Dataset entries |
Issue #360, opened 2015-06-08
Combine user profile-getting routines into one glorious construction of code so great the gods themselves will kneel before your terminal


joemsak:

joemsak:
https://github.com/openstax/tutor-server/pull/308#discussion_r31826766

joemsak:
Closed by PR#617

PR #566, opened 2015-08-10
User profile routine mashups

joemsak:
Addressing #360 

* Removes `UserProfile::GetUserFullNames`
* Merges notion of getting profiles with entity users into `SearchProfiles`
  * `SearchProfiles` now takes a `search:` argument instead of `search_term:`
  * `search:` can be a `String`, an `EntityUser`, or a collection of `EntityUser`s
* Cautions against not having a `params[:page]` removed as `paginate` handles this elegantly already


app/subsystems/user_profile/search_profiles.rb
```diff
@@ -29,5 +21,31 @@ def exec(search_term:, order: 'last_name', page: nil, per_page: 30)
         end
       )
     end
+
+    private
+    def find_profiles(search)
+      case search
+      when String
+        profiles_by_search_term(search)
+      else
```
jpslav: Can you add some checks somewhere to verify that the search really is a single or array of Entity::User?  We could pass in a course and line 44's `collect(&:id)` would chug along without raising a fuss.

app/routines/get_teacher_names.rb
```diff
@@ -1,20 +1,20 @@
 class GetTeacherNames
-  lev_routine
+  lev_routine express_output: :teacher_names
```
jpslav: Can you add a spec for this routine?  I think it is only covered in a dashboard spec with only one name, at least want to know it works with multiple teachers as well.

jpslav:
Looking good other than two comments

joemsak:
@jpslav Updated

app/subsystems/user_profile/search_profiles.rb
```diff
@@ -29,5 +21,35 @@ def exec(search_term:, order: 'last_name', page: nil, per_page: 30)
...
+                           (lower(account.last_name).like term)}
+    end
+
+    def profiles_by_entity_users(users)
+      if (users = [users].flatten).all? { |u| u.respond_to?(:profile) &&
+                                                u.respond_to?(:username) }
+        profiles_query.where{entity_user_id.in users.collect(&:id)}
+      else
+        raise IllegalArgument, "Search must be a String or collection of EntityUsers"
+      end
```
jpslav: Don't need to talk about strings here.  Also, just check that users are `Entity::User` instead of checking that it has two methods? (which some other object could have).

* * *

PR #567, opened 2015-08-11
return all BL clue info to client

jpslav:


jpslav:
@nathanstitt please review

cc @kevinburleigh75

What you are asked to do | Pull out every line of the records above that contains the word "some".

Task response |
jpslav: Can you add some checks somewhere to verify that the search really is a single or array of Entity::User?  We could pass in a course and line 44's `collect(&:id)` would chug along without raising a fuss.
jpslav: Don't need to talk about strings here.  Also, just check that users are `Entity::User` instead of checking that it has two methods? (which some other object could have).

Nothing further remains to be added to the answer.